ON ZEROS OF BILATERAL HURWITZ AND PERIODIC ZETA AND ZETA STAR FUNCTIONS

Abstract

We show that

• (1) the periodic zeta function ${\text{Li}}_s(e^{2\pi ia})$ with $0<a<\frac{1}{2}$ or $\frac{1}{2}<a<1$ does not vanish on the real line;

• (2) all real zeros of $Y(s,a):=\zeta (s,a)-\zeta (s,1-a)$, $O(s,a):=-i{\text{Li}}_s(e^{2\pi ia})+i{\text{Li}}_s(e^{2\pi i(1-a)})$ and $X(s,a):=Y(s,a)+O(s,a)$ with $0<a<\frac{1}{2}$ are simple and are located only at the negative odd integers;

• (3) all real zeros of $Z(s,a):=\zeta (s,a)+\zeta (s,1-a)$ are simple and are located only at the nonpositive even integers if and only if $\frac{1}{4}\le a\le \frac{1}{2}$;

• (4) all real zeros of $P(s,a):={\text{Li}}_s(e^{2\pi ia})+{\text{Li}}_s(e^{2\pi i(1-a)})$ are simple and are located only at the negative even integers if and only if $\frac{1}{4}\le a\le \frac{1}{2}$.

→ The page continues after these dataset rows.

Issue #2206, opened 2024-03-12
Feature request: JMESPath built-in functions


dreamorosi:
### Use case

As part of the JMESPath utility we need to implement the logic needed to support all the built-in functions (i.e. `avg`, `max`, `min`, `ceil`, etc.) defined in the [JMESPath specification](https://jmespath.org/specification.html#built-in-functions).

### Solution/User Experience

Customers should be able to use these functions in their expressions like:

```ts
const payload = {
  grades: [1, 5, 2, 10],
};

const maxGrade = search('max(grades)', payload); // 10
const minGrade = search('min(grades)', payload); // 1
const avgGrade = search('avg(grades)', payload); // 4.5
const roundedUpAvgGrade = search('ceil(avg(grades))', payload); // 5
const roundedDownAvgGrade = search('floor(avg(grades))', payload); // 4
// ...
```

All the built-in functions defined in the spec should be supported.

All types, classes, and functions should be documented and exposed to customers via API docs.

### Acknowledgment

- [X] This feature request meets [Powertools for AWS Lambda (TypeScript) Tenets](https://docs.powertools.aws.dev/lambda/typescript/latest/#tenets)
- [ ] Should this be considered in other Powertools for AWS Lambda languages? i.e. [Python](https://github.com/aws-powertools/powertools-lambda-python/), [Java](https://github.com/aws-powertools/powertools-lambda-java/), and [.NET](https://github.com/aws-powertools/powertools-lambda-dotnet/)

### Future readers

Please react with 👍 and your use case to help us understand customer demand.

PR #2259, opened 2024-03-21
feat(jmespath): add built in functions

dreamorosi:

This PR adds a new `Functions` class to the JMESPath utility. This class holds the implementation for all the built-in functions listed in the [JMESPath specification](https://jmespath.org/specification.html#built-in-functions) as well as a class method decorator to validate function arguments.

Customers are not expected to use this class directly, instead the logic in it will allow them to use function expressions in their JMESPath expressions, for example:

```ts
const payload = {
  grades: [1, 5, 2, 10],
};

const maxGrade = search('max(grades)', payload); // 10
const minGrade = search('min(grades)', payload); // 1
const avgGrade = search('avg(grades)', payload); // 4.5
const roundedUpAvgGrade = search('ceil(avg(grades))', payload); // 5
const roundedDownAvgGrade = search('floor(avg(grades))', payload); // 4
```

This part of the code has been implemented as a class purposefully so that we, as well as customers, can extend the class and add new functions to the utility.

To facilitate this, the `Functions` class provides also a class method decorator defined as static method. Using this decorator a method implementing a JMESPath function can have its arguments validated at runtime for types, number, and whether or not the [function is variadic](https://en.wikipedia.org/wiki/Variadic_function).

For example:

```ts
class CustomFunctions extends PowertoolsFunctions {
  @PowertoolsFunctions.signature({ // (1)!
    argumentsSpecs: [['string']],
    variadic: false,
  })
  public funcDecodeBrotliCompression(value: string): string { // (2)!
    const encoded = fromBase64(value, 'base64');
    const uncompressed = brotliDecompressSync(encoded);

    return uncompressed.toString();
  }
}
```

To keep the PR focused I am adding only the base functions, however the next PR will add some Powertools functions that are equivalent to the [ones found in Python](https://docs.powertools.aws.dev/lambda/python/latest/utilities/jmespath_functions/#built-in-jmespath-functions).

### Related issues, RFCs

**Issue number:** #2206

## Checklist

### Breaking change checklist

---

### DIFF
--- a/packages/jmespath/src/Functions.ts
+++ b/packages/jmespath/src/Functions.ts
@@ -1,4 +1,605 @@
-// This is a placeholder for the real class. The actual implementation will be added in a subsequent PR.
-export class Functions {
-  public iAmAPlaceholder = true;
+import type {
+  JSONArray,
+  JSONObject,
+  JSONValue,
+} from '@aws-lambda-powertools/commons/types';
+import {
+  getType,
+  isNumber,
+  isRecord,
+} from '@aws-lambda-powertools/commons/typeutils';
+import type { Expression } from './Expression.js';
+import { JMESPathTypeError } from './errors.js';
+import type {
+  FunctionSignatureDecorator,
+  FunctionSignatureOptions,
+  JSONObject as JSONObjectType,
+} from './types.js';
+import { arityCheck, typeCheck } from './utils.js';
+
+/**
+ * A class that contains the built-in JMESPath functions.
+ *
+ * The built-in functions are implemented as methods on the Functions class.
+ * Each method is decorated with the `@Function.signature()` decorator to enforce the
+ * arity and types of the arguments passed to the function at runtime.
+ *
+ * You can extend the Functions class to add custom functions by creating a new class
+ * that extends Functions and adding new methods to it.
+ *
+ * @example
+ * ```typescript
+ * import { search } from '@aws-lambda-powertools/jmespath';
+ * import { Functions } from '@aws-lambda-powertools/jmespath/functions';
+ *
+ * class MyFunctions extends Functions {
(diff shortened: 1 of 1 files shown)


packages/jmespath/src/Functions.ts
```diff
@@ -1,4 +1,605 @@
...
+ * that extends Functions and adding new methods to it.
+ *
+ * @example
+ * ```typescript
+ * import { search } from '@aws-lambda-powertools/jmespath';
+ * import { Functions } from '@aws-lambda-powertools/jmespath/functions';
+ *
+ * class MyFunctions extends Functions {
+ *   ⁣@Functions.signature({
+ *     argumentsSpecs: [['number'], ['number']],
```
am29d, line 37: shouldn't the argument spec be `array-number`?

am29d (commented):
What happens when the argumentSpecs do not match with the signature?

packages/jmespath/src/Functions.ts
dreamorosi: In this case, we are specifically asking for at least 1 and at most 2 arguments (`variadic: true`) both of which must be `number`. In the method we use `Array<number>` because we are getting the arguments (`args` plural) of the method.

If we put `array-number` then it'd be 1 single argument with type `Array<number>`.

For example, we mean this: `my_method(1, 2)` and not this `my_method([1, 2])`.

dreamorosi:
> What happens when the argumentSpecs do not match with the signature?

It will throw a runtime `JMESPathTypeError`, all the logic for that is implemented from [this line onwards](https://github.com/aws-powertools/powertools-lambda-typescript/blob/main/packages/jmespath/src/utils.ts#L127).

am29d (approved):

Moreover, the asymptotic behavior of real zeros of $Z(s,a)$ and $P(s,a)$ are studied when $0<a<\frac{1}{4}$. In addition, the complex zeros of these zeta functions are also discussed when $0<a<\frac{1}{2}$ is rational or transcendental.